Gambar : Kompas.com
Konflik Tolikara ini sulit dibantah untuk dimaknai sebagai “Konflik Agama”. Cicero yang hidup tahun 49 SM berfatwa: “Nervos Belli Pecuniam” yang artinya “Urat Nadi Perang Adalah Uang”. Kerapkali agama dijadikan alat untuk politik dan ekonomi, karenanya kita harus menyikapi insiden Tolikara ini dengan dingin dan bijak. Mungkin saja sedang ada upaya Destabilisasi Polkam yang dilakukan oleh pihak2 yang tidak ingin pemerintahan sekarang langgeng, dan sangat mungkin serangan massa terhadap ibadah lebaran tersebut ditunggangi oleh pihak2 yang ingin melestarikan budaya korupsi yang saat ini kerannya mulai ditutup oleh pemerintahan Jokowi.

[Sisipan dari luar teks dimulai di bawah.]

Issue #901, opened 2016-09-29
hdp_to_lda should return LdaModel instance


dsquareindia:
I was recently using this feature and found that the documentation doesn't mention anything about what [this](https://github.com/RaRe-Technologies/gensim/blob/develop/gensim/models/hdpmodel.py#L510) function returns. It would also help if a short code snippet can be inserted telling that for using this in an LDA model, `alpha` can be set in the `LdaModel` init and `ldam.expElogbeta[:]` can be set as the `beta` in the new LdaModel.

dsquareindia:
@tmylk I was wondering that wouldn't it be better to return a proper LdaModel instance itself as do in say `malletmodel2ldamodel`?

tmylk:
Agree that returning an actual `LDAModel` is more explicit. That would be a good improvement.

dsquareindia:
Alright! I'll wait for a while for someone to take this up.

bhargavvader:
I don't mind giving this a shot! Though I can try some other issue if this would be a good `beginner` issue for someone else.

dsquareindia:
@bhargavvader are you taking this up? I'll take this up this weekend otherwise :)

bhargavvader:
Yup, on it!

bhargavvader:
Also, @dsquareindia , the reason it returns `alpha` and `beta` and not a model is because in it's inference it uses that method to get the updated `alpha` and `beta` values. You can see line [246](https://github.com/RaRe-Technologies/gensim/blob/develop/gensim/models/hdpmodel.py#L246) for an example of this.

So what I'm going to do is add an extra parameter, which instead returns an `ldamodel` instead of the alpha and beta values, but let the default behaviour be to return these values, and something in the docs about how this needs to be done.

@tmylk is that ok?

tmylk:
A new method would be better.

bhargavvader:
Yeah, #996 implements a new method.

bhargavvader:
@dsquareindia can this be closed? #1055 fixes this.

PR #922, opened 2016-10-06
HDP to LDA model

bhargavvader:
With respect to #901 , the PR returns an LDA model if the user requests, and also adds some documentation and what is going on.

Also included a test for the same.

### DIFF
--- a/gensim/models/hdpmodel.py
+++ b/gensim/models/hdpmodel.py
@@ -38,6 +38,7 @@ import numpy as np
 import scipy.special as sp
 
 from gensim import interfaces, utils, matutils
+from gensim.models import ldamodel
 from six.moves import xrange
 
 logger = logging.getLogger(__name__)
@@ -507,9 +508,13 @@ class HdpModel(interfaces.TransformationABC):
             fout.write('eta: %s\n' % str(self.m_eta))
             fout.write('gamma: %s\n' % str(self.m_gamma))
 
-    def hdp_to_lda(self):
+    def hdp_to_lda(self, model=False):
         """
         Compute the LDA almost equivalent HDP.
+        By default returns the corresponding alpha and beta values, where alpha can be set as the ldamodel init,
+        and ldam.expElogbeta[:] can be set as the beta in the new LdaModel.
+        This is the default value to be returned as this method is used in the HDP update methods.
+        If explicitly mentioned that a model is required to be returned, it returns the corresponding model.
         """
         # alpha
         sticks = self.m_var_sticks[0] / (self.m_var_sticks[0] + self.m_var_sticks[1])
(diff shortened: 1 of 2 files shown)


gensim/models/hdpmodel.py
```diff
@@ -507,9 +508,13 @@ def save_options(self):
             fout.write('eta: %s\n' % str(self.m_eta))
             fout.write('gamma: %s\n' % str(self.m_gamma))
 
-    def hdp_to_lda(self):
+    def hdp_to_lda(self, model=False):
```
dsquareindia: I would rather deprecate the older behaviour of returning `alpha` and `beta` and only have the feature of returning a model. There should also be parameters on number of iterations and gamma_threshold to be used for the LdaModel. See [this](https://github.com/RaRe-Technologies/gensim/blob/develop/gensim/models/wrappers/ldamallet.py#L354) for an example.

gensim/models/hdpmodel.py
```diff
@@ -525,6 +530,12 @@ def hdp_to_lda(self):
         beta = (self.m_lambda + self.m_eta) / (self.m_W * self.m_eta + \
                 self.m_lambda_sum[:, np.newaxis])
 
+        # if the user requests to return an ldamodel instead, it is returned with the appropriate alpha and beta values
+        if model:
+            ldam = ldamodel.LdaModel(num_topics=150, alpha=alpha, id2word=self.id2word)
```
dsquareindia: The num_topics should be what HdpModel determines as the ideal number of topics isn't it?

gensim/models/hdpmodel.py
bhargavvader: You cannot do this. Please refer to comment on your issue.

gensim/models/hdpmodel.py
bhargavvader: No, because the alpha returned here is for 150 topics. If we wish to do that then we have to change the shape of alpha.

gensim/models/hdpmodel.py
bhargavvader: I do agree about the parameters of number of iterations and gamma, but I couldn't find an equivalent of that in `hdp`. Any ideas or suggestions?

bhargavvader:
ping @tmylk

gensim/test/test_hdpmodel.py
```diff
@@ -64,6 +64,9 @@ def testShowTopics(self):
                 self.assertTrue(isinstance(k, six.string_types))
                 self.assertTrue(isinstance(v, float))
 
+    def testHDP_LDA(self):
+        ldam = self.model.hdp_to_lda(model=True)
+        self.assertEqual(ldam.expElogbeta.shape, self.model.lda_beta.shape)
```
tmylk: please add more assertions

gensim/models/hdpmodel.py
tmylk: It would be better to have a new method called "suggested_lda_model" that returns the model with reshaped alpha

bhargavvader: Agreed!

tmylk:
Ping @bhargavvader

bhargavvader:
Sorry, last weeks have been busy! Will get to this.

bhargavvader:
@tmylk I'm closing this PR and opening a new HDP PR to address all the HDP related issues. The current PR needs lots of changes anyway!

Kapolri Jenderal Badrodin Haiti menyatakan bahwa situasi di Tolikara, Papua pada saat ini sudah mulai kondusif. Pernyataan ini tentunya sangat sejuk dan melegakan semua pihak karena dengan cepat tanggapnya fihak berwenang bisa mencegah meluasnya kerusuhan yang dipicu oleh beredarnya hasutan di medsos dari pihak2 yang tak bertanggung jawab yang tidak menghendaki perdamaian terjadi di negeri ini. Bahkan tak kurang seorang anggota DPR dari Fraksi Golkar ikut menghasut via akun twitternya. Selanjutnya Kapolri menyatakan kemungkinan adanya aktor intelektual yang menjadi biang kerok insiden tersebut.

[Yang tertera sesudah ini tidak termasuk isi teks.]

PR #925, opened 2016-10-08
Removes "No handlers could be found for logger "gensim.models.word2vec", fix #910

### LINKED ISSUE #910: Remove "No handlers could be found for logger "gensim.models.word2vec" message during import
Instead print the actual message that word2vec is trying to print

markroxor:
Creates a default handler for logger.

### DIFF
--- a/gensim/models/word2vec.py
+++ b/gensim/models/word2vec.py
@@ -96,7 +96,7 @@ from six.moves import xrange
 from types import GeneratorType
 
 logger = logging.getLogger(__name__)
-logging.basicConfig(format='%(asctime)s : %(levelname)s : %(message)s') is better
+logging.basicConfig(format='%(asctime)s : %(levelname)s : %(message)s')
 
 try:
     from gensim.models.word2vec_inner import train_batch_sg, train_batch_cbow
--- a/gensim/models/word2vec.py
+++ b/gensim/models/word2vec.py
@@ -96,7 +96,7 @@ from six.moves import xrange
 from types import GeneratorType
 
 logger = logging.getLogger(__name__)
-logging.basicConfig()
+logging.basicConfig(format='%(asctime)s : %(levelname)s : %(message)s') is better
 
 try:
     from gensim.models.word2vec_inner import train_batch_sg, train_batch_cbow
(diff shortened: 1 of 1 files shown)


markroxor:
ping @tmylk

gensim/models/word2vec.py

Pihak agama lain sudah meminta maaf secara terbuka dan menyatakan tidak ada niat untuk melakukan pembakaran. Hal ini layak diapresiasi oleh semua umat Islam dan tidak harus membuat pernyataan selain menerima dengan lapang dada. Meskipun pihak berwenang sudah mulai terjun menangani konflik paska terjadinya kerusuhan ini, namun perlu dibuat analisa yang mendalam mencari akar masalah dan sekaligus solusi “win win”, agar peritiwa serupa tidak terulang dimasa mendatang.
Beberapa kejanggalan yang diduga sebagai pemicu terjadinya kerusuhan adalah sbb :
- Tanggal 17 Juli 2015, adalah Jadwal Hari Idul Fitri 1436 H yang merupakan Hari Libur Nasional, yang sudah termuat di Kalender Nasional, sehingga sungguh aneh ada kegiatan agama lain di hari yang sama dan mendapat izin dari Pemda setempat. Sekiranya tidak ada ijin dari Pemda setempat, maka kegiatan tersebut adalah liar dan melanggar hukum.
- Pihak agama lain, melarang dilakukannya Sholat Idul Fitri bagi warga Tolikara, melalui sebuah surat Edaran.